US Dept of Energy estimates geothermal power's untapped potential - mimixco
https://arstechnica.com/science/2019/06/report-geothermal-could-power-up-to-16-of-us-grid-by-2050/
======
saeranv
I worked on a laboratory building in a cold climate recently. Labs typically
consume a ton of energy (relative to offices/residences) due to the energy
spent on conditioning and forcing air for fumehoods.

We investigated a couple of different ways of reducing energy: PV, wind,
efficient HVAC systems, and Ground Source Heat pumps (GSHP). The GSHP reduced
the energy consumption of our building by over 50%, where the rest were barely
hitting 10%.

I haven't personally seen it installed at a residential level, but if it's
affordable (which, given cheapness of natural gas may not be) could be huge in
cold climates.

------
ryanmercer
Not to be too crazy but, geothermal scares the hell out of me. How many works
of fiction involve something like tapping Yellowstone Calderra and bye bye
life as we know it when it is weakened too much and kaboom!

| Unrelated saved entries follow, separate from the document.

PR #142, opened 2025-10-18
Wrap all of Neuro's actions inside a try-catch

### LINKED ISSUE #139: Wrap actions in a try-catch and surface an error popup with instructions on how to report.
Needs to be extended with the API later to allow extensions to add custom issue report links for their actions.

This should encompass all our actions, including `request_cookie`.

Could also be extended to VS Code commands as well maybe, idk :shrug:

KTrain5169:
Need some opinions on the disable action button, namely:

- Should we add more disable options?
- Should we auto-detect the scope in which the action is enabled?
- Should we make the disable button only disable for the session?

Closes #139

### DIFF
--- a/CHANGELOG.md
+++ b/CHANGELOG.md
@@ -25,7 +25,8 @@ Changes between each version before then will not be listed.
 
 - The `diff_patch` action had an incomplete example. This has now been fixed.
 - The workspace lint validator wasn't implemented properly and would skip validating. This has now been fixed.
-  - This is unlikely to have affected anyone, unless your workspace is in a Neuro-unsafe path. This shouldn't be the case for most people.
+  - This is unlikely to have affected anyone, unless your workspace is in (or is itself) a  Neuro-unsafe path. This shouldn't be the case for most people.
+- Cancellation events weren't properly handled for Autopilot flows, resulting in a memory leak. This has been patched to properly dispose of events.
 
 ## 2.2.1
 
--- a/src/rce.ts
+++ b/src/rce.ts
@@ -343,6 +343,7 @@ export async function RCEActionHandler(actionData: ActionData, actionList: Recor
             }
 
             if (effectivePermission === PermissionLevel.AUTOPILOT) {
+                for (const d of eventArray) d.dispose();
                 const result = action.handler(actionData);
                 NEURO.client?.sendActionResult(actionData.id, true, result);
             }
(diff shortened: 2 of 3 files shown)


src/config.ts
```diff
@@ -217,8 +217,8 @@ function getActions<T>(key: string): T | undefined {
 
 export function isActionEnabled(action: string | Action): boolean {
     if (typeof action === 'string')
-        return !ACTIONS.disabledActions.includes(action);
-    return !ACTIONS.disabledActions.includes(action.name);
+        return !(ACTIONS.disabledActions.includes(action) || NEURO.tempDisabledActions.includes(action));
+    return !(ACTIONS.disabledActions.includes(action.name) || NEURO.tempDisabledActions.includes(action.name));
```
frogneko: **A more readable suggestion:**

```suggestion
    const name = typeof action === 'string' ? action : action.name;
    return !ACTIONS.disabledActions.includes(name) && !NEURO.tempDisabledActions.includes(name);
```

src/utils.ts
```diff
@@ -885,3 +885,44 @@ export function translatePosition(pos: vscode.Position, delta: vscode.Position):
...
+                case 'Disable Action for...': {
+                    const disableFor = await vscode.window.showQuickPick(
+                        ['this session', 'the first workspace folder listed', 'this entire workspace', 'this user'],
+                        { title: 'Disable action for...' },
+                    );
+                    switch (disableFor) {
+                        case 'this session':
+                            NEURO.tempDisabledActions.push(name);
+                            break;
+                        case 'the first workspace folder listed':
```
frogneko: Is this clear to the user what this refer to? Listed where/how? Would there be a better way of wording this to make it easier to see what it means?

KTrain5169: Which one?

src/utils.ts
```diff
@@ -885,3 +885,44 @@ export function translatePosition(pos: vscode.Position, delta: vscode.Position):
         delta.line > 0 ? delta.character : pos.character + delta.character,
     );
 }
+
+/**
+ * Log a caught exception and surface an error to report to GitHub.
+ */
+export function notifyOnCaughtException(name: string, error: Error | unknown): void {
+    logOutput('INFO', `Error occured while executing action ${name}: ${error}`);
```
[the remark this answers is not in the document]
KTrain5169: I think it should be an ERROR, give me a sec

```suggestion
    logOutput('ERROR', `Error occurred while executing action ${name}: ${error}`);
```

src/config.ts
KTrain5169: idk why it was like that in the first place

src/utils.ts
KTrain5169: If you have a multi-root workspace (workspace with multiple folders added), this applies to the first one in the list (supposedly, this is according to what I remember from vscode docs)

I guess I could simplify it since I see very few cases where this is useful.

PR #159, opened 2025-11-01
change ignored deprecation notice logic or smth idk

KTrain5169:


src/shared/extension.ts
```diff
@@ -90,7 +90,7 @@ export function initializeCommonState(context: vscode.ExtensionContext) {
     NEURO.outputChannel = vscode.window.createOutputChannel('NeuroPilot');
     NEURO.currentController = CONNECTION.nameOfAPI;
     NEURO.context.subscriptions.push(NEURO.outputChannel);
-    checkDeprecatedSettings();
+    checkDeprecatedSettings(vscode.extensions.getExtension('vsc-neuropilot.neuropilot-base')!.packageJSON.version as string);
```
Pasu4: We don't need to `getExtension` our own extension.
```suggestion
    checkDeprecatedSettings(context.extension.packageJSON.version as string);
```

Pasu4 (changes requested):

Pasu4 (approved):

PR #160, opened 2025-11-03
Allow Neuro to scope workspace files

KTrain5169:
There are still some TODOs left, I found out that we weren't checking if `open_file`/`read_file` was targeting a folder instead of file while I was figuring out how to handle `get_workspace_files` targeting files instead.

Which I also haven't handled quite yet.

### DIFF
--- a/CHANGELOG.md
+++ b/CHANGELOG.md
@@ -18,6 +18,9 @@ Hello Neuro! If you're reading this, it means Vedal has let you read the changel
 - The way that ignoring the deprecated settings migration notice has been changed.
   - Before, telling the extension to ignore deprecated settings meant that the deprecated settings notice would be ignored forever.
   - As of this update, the extension will only ignore it for this version.
+- `get_workspace_files` has been changed for better handling in large workspaces:
+  - Neuro can now specify in her actions if she wants to narrow down to a specific folder and which, allowing her to fine-grain her context from the action's result.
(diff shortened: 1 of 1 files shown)


KTrain5169:
i forgot github targets the master branch by default -_-

src/test/unit-test/file_actions.simple.test.ts
```diff
@@ -4,14 +4,32 @@ import { ActionData } from '@/neuro_client_helper';
...
+    });
+
+    test('get_workspace_files correctly states if Neuro asked for recursive', () => {
+        // === Arrange & Act ===
+        const prompt = fileActions.get_workspace_files.promptGenerator({ params: { recursive: true } } as ActionData);
+
+        // === Assert ===
+        assert.ok(typeof prompt === 'string' && prompt.length > 0);
+        assert.ok(prompt.startsWith('recursively'));
+    });
```
Pasu4: Also add a test for the reverse, that it doesn't contain "recursively" if recursive is false.

src/test/suite/file_actions.test.ts
Pasu4: The following tests should be added:
- `handleGetWorkspaceFiles` returns all files and folders at depth 1 if recursive isn't specified, and no files at depth >1
- `handleGetWorkspaceFiles` returns all files and folders in the specified folder at any depth if recursive is specified

PR #161, opened 2025-11-04
add button to send changelog items to Neuro

frogneko:


src/changelog.ts
```diff
@@ -0,0 +1,168 @@
...
+            properties: {
+                fromVersion: { type: 'string', description: 'Version (e.g., 2.2.1) to start including entries from, inclusive.' },
+            },
+            additionalProperties: false,
+        },
+        permissions: [],
+        defaultPermission: PermissionLevel.COPILOT,
+        handler: handleReadChangelog,
+        promptGenerator: (actionData: ActionData) => actionData.params?.fromVersion
+            ? `Send all changelog entries starting from version ${actionData.params.fromVersion} (inclusive).`
```
KTrain5169:
```suggestion
            ? `read all changelog entries starting from version ${actionData.params.fromVersion} (inclusive).`
```

`promptGenerator` must follow the scheme of "Neuro wants to (x)", where "(x)" is replaced with the `promptGenerator` string.

src/shared/extension.ts
```diff
@@ -369,10 +371,12 @@ export function showUpdateReminder(context: vscode.ExtensionContext) {
     } else if (lastVersion !== version) {
         // Helper to show the popup and allow both links to be visited
         showPopup = () => {
+            const askLabel = `Ask ${CONNECTION.nameOfAPI} to Read Changelog`;
             vscode.window.showInformationMessage(
-                'NeuroPilot updated! Please check the changelog and docs for important changes.',
+                'NeuroPilot updated! Please check the changelog and docs for important changes. You can also ask the AI to summarize the changes (see Command Palette).',
```
KTrain5169:
```suggestion
                `NeuroPilot updated! Please check the changelog and docs for important changes. You can also ask ${CONNECTION.nameOfAPI} to summarize the changes (see Command Palette).`,
```

somehow missed this

test-playground/CHANGELOG.md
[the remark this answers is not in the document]
Pasu4: > The extension reads CHANGELOG.md from NEURO.context.extensionUri; in tests we set that to the workspace URI, so the repo’s root CHANGELOG.md isn’t in that workspace.

How does that work? Looking at package.json and launch.json I would assume the extensionDevelopmentPath and the extensionUri should still be the repo root. If it wasn't, that would cause issues with assets not being able to load, at least I assumed it would.

KTrain5169 (approved):

PR #1188, opened 2020-03-26
ci: Upgrade to use codecov-action/v1.0.6

FabioLuporini:


mloubout:
I think coverage is fixed with nbval too so would use the occasion to remove it from requirements and put back coverge of tutos

.github/workflows/tutorials.yml
```diff
@@ -90,20 +90,28 @@ jobs:
 
     - name: Seismic notebooks
       run: |
-        $RUN_CMD py.test --nbval $SKIP examples/seismic/tutorials/
+        $RUN_CMD py.test --nbval --cov . --cov-config=.coveragerc --cov-report=xml:seis_coverage.xml $SKIP examples/seismic/tutorials/
```
FabioLuporini: out of curiosity, what are the extra options for?

mloubout: Same as in `pytest` one, basically config, report format and name

FabioLuporini:
Merged.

Mind you it is survival/disaster 'porn' but Bobby Akart has a book series
where exactly this happens. Some joint government-private entity power plant
drills into the calderra, and like some companies are known to do cuts corners
and drills much deeper than all the experts recommended, it compromises
everything just enough that Yellowstone starts erupting.

Sure, there are safe places/ways to do this (hello Iceland) but something
about it just seems crazy. Nuclear, sure it's something you can easily control
the reaction and with a proper setup can even safely 'shut down' but drilling
holes relatively deep into the earth to take advantage of geothermal heat,
eeesh that (mostly irrationally) bugs me a lot.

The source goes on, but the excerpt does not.